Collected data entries
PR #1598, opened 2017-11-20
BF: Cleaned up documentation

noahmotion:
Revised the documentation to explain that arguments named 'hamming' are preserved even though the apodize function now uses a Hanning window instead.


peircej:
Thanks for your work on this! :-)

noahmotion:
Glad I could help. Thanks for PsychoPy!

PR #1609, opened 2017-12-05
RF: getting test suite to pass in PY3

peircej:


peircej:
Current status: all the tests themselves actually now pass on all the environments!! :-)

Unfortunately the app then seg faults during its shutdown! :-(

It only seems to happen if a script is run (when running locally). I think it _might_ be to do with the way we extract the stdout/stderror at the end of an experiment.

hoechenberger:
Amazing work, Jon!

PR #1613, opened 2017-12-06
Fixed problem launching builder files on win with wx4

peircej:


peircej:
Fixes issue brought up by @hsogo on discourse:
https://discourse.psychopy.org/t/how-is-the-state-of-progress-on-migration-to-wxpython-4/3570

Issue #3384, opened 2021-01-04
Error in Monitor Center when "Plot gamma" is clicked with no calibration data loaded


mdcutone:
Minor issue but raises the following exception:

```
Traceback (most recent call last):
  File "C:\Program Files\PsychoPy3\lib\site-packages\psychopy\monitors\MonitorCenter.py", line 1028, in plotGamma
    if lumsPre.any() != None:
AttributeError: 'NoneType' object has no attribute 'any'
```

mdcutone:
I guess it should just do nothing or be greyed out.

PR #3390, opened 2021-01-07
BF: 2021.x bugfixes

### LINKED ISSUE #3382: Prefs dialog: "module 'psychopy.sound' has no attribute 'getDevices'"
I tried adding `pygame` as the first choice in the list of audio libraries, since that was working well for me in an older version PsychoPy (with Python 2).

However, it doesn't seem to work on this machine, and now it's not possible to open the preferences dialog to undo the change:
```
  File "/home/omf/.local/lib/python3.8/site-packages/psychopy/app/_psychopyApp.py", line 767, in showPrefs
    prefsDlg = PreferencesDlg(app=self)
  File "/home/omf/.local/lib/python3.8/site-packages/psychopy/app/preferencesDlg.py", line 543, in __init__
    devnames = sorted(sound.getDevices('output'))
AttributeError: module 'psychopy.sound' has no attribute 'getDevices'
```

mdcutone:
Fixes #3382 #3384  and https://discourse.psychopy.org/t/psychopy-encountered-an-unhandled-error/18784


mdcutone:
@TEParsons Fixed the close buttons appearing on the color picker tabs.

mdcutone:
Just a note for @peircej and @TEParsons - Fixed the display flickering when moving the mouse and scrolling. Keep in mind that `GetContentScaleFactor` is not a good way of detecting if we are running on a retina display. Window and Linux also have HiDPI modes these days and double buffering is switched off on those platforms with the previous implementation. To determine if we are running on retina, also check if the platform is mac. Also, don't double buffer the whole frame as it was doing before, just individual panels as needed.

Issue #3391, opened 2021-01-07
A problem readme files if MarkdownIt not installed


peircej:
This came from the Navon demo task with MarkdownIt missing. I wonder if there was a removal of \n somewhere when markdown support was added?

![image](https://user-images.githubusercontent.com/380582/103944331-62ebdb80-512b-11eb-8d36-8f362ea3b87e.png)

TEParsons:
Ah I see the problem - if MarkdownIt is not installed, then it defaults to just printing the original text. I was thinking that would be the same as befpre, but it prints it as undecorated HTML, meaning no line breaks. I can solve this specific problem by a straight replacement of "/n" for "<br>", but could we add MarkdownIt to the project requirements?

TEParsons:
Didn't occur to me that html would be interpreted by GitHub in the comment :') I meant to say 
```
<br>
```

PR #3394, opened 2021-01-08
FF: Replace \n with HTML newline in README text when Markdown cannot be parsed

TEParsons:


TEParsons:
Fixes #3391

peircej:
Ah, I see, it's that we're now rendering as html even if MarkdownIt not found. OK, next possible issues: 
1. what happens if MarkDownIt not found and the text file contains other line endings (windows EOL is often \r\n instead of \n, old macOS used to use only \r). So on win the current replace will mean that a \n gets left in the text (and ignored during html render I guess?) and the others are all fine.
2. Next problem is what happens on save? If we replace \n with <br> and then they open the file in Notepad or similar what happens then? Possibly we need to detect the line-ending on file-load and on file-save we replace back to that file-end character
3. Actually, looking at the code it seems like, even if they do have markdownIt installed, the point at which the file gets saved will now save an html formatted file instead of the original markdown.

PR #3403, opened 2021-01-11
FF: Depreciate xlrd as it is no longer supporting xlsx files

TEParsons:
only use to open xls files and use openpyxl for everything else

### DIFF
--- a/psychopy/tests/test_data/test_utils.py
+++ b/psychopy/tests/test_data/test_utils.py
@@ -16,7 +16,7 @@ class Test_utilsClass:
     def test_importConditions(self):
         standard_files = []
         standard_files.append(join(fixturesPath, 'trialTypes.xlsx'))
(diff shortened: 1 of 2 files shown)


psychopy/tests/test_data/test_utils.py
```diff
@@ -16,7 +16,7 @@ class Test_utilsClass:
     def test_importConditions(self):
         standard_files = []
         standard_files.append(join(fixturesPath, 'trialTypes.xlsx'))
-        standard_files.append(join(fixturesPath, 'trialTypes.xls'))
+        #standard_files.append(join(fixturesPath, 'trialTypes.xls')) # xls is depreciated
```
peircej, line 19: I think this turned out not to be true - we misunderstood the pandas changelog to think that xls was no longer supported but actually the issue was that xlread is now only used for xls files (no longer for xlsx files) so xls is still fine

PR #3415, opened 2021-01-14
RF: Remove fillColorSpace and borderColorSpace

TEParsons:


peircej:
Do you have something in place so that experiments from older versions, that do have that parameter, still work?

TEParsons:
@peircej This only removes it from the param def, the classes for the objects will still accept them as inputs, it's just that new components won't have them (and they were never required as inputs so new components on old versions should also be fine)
==
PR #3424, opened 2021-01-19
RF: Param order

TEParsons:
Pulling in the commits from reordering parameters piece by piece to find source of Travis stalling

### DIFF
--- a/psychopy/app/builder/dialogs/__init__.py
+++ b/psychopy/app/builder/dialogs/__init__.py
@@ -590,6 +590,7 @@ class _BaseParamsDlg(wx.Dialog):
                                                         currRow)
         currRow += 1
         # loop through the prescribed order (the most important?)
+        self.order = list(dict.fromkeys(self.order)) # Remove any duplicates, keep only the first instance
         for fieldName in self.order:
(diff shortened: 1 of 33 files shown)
...
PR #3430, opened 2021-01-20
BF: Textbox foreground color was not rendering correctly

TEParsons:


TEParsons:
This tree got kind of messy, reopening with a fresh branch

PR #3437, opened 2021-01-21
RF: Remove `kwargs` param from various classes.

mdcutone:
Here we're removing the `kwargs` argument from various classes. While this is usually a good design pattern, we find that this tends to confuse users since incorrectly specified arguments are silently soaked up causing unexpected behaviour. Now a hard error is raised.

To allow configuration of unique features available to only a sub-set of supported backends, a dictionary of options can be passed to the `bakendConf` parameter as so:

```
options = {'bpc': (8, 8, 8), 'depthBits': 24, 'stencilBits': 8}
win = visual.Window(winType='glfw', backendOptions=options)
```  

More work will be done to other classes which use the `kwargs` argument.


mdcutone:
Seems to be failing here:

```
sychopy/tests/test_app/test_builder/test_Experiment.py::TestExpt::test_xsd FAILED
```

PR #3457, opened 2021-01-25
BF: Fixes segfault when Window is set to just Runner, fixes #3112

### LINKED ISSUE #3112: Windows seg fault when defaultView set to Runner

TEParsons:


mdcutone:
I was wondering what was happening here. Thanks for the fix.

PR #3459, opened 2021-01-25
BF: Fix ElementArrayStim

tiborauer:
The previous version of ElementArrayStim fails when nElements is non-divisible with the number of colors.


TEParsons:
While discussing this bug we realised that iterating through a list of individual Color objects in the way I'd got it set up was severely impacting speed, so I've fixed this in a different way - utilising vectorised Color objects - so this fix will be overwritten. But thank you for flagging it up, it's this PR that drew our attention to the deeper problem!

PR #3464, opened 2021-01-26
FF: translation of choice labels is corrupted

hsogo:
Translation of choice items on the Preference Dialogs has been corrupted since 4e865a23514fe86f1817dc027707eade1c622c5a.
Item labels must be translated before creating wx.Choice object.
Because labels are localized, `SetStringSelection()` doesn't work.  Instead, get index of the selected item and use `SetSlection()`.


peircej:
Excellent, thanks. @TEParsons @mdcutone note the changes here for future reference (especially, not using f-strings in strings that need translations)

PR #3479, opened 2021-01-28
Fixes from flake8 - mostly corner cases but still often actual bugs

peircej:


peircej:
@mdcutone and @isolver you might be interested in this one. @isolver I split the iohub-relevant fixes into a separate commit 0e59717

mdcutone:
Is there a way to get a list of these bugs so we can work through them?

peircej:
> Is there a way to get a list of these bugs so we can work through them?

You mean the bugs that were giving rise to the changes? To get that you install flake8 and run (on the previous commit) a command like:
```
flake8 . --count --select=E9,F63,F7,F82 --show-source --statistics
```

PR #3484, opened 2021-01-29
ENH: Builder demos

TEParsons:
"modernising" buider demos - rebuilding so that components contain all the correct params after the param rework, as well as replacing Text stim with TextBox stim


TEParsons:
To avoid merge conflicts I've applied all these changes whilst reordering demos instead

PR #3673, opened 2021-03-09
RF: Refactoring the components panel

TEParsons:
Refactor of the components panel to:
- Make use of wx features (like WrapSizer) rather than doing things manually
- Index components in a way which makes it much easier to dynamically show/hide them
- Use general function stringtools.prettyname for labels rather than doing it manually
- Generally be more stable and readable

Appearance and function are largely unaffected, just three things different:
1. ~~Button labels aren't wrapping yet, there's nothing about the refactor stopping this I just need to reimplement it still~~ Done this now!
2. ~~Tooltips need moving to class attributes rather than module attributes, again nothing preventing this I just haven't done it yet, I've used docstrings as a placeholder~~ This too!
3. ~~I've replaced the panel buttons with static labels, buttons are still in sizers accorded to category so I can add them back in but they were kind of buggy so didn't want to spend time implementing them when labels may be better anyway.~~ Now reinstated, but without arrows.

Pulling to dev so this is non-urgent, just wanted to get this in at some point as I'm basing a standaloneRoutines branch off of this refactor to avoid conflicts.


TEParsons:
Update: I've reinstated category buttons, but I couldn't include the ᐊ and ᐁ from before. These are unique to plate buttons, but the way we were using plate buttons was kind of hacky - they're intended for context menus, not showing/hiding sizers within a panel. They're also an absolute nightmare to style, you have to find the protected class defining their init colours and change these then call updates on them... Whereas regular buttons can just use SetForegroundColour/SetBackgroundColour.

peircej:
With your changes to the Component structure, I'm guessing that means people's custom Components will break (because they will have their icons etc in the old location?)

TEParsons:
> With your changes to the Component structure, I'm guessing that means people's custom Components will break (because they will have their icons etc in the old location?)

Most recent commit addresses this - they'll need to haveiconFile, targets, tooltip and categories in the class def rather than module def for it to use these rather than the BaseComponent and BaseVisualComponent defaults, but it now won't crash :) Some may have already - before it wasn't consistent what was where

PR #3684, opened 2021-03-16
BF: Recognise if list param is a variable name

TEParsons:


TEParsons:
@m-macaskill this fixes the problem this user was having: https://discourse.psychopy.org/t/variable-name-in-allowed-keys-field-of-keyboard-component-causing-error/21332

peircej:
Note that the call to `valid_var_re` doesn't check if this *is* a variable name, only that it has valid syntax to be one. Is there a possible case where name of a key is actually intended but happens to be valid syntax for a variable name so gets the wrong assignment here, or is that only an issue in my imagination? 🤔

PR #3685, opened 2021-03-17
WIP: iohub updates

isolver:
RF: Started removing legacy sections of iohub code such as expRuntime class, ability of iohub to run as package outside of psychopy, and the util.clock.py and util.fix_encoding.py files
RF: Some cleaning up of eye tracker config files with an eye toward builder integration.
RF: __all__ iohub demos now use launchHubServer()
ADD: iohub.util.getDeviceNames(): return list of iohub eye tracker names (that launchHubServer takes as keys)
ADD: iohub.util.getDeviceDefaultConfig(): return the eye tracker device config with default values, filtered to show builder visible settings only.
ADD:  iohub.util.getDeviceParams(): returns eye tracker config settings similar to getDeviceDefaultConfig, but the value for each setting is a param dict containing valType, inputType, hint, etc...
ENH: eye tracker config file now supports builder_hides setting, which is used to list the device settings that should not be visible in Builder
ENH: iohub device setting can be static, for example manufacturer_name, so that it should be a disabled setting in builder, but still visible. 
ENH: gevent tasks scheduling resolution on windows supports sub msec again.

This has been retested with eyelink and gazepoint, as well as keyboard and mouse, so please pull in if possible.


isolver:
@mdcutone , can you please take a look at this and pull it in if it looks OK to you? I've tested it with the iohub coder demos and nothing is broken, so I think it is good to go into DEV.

- Aim of the task
The lines above starting at the one that contains "ENH: gevent tasks" and ending at the one that contains "go into DEV." must be transcribed exactly, and no other lines may appear.

- The answer
ENH: gevent tasks scheduling resolution on windows supports sub msec again.

This has been retested with eyelink and gazepoint, as well as keyboard and mouse, so please pull in if possible.


isolver:
@mdcutone , can you please take a look at this and pull it in if it looks OK to you? I've tested it with the iohub coder demos and nothing is broken, so I think it is good to go into DEV.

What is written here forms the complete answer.